Records from a collection
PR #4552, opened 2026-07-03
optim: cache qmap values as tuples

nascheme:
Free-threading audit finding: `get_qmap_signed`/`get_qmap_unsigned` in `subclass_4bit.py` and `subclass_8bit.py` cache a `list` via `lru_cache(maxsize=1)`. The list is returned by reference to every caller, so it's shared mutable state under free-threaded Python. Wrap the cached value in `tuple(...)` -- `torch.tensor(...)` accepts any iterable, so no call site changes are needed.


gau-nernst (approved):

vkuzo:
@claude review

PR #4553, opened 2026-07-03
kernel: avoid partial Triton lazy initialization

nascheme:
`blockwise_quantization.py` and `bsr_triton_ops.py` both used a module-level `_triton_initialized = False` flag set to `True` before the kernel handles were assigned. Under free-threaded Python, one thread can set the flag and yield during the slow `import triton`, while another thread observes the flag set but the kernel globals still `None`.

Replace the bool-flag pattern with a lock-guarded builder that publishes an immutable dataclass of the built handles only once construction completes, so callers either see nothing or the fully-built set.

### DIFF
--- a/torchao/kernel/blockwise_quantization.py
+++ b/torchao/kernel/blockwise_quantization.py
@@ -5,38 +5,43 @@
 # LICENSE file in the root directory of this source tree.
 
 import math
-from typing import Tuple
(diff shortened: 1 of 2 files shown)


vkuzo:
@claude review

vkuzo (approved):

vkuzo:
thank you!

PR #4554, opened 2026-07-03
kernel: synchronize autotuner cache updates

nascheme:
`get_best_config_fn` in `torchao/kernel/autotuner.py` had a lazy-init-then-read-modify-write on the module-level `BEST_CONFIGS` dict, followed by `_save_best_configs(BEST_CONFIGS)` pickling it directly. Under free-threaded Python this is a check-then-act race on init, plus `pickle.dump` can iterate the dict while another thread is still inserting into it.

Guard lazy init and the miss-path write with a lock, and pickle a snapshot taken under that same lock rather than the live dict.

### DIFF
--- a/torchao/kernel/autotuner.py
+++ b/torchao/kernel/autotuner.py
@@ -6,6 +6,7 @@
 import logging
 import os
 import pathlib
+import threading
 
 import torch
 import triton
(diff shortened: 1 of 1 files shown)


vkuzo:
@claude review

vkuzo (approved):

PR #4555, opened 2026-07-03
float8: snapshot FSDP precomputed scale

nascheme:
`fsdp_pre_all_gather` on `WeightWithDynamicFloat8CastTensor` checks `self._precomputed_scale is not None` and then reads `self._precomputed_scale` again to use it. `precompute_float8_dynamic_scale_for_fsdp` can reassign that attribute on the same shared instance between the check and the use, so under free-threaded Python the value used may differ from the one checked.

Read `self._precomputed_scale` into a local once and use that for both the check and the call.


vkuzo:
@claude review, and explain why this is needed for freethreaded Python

▶ **How to complete this task**: Considering only the data above, return the lines in which "once" occurs.

▶ **Result**:
Replace the bool-flag pattern with a lock-guarded builder that publishes an immutable dataclass of the built handles only once construction completes, so callers either see nothing or the fully-built set.
Read `self._precomputed_scale` into a local once and use that for both the check and the call.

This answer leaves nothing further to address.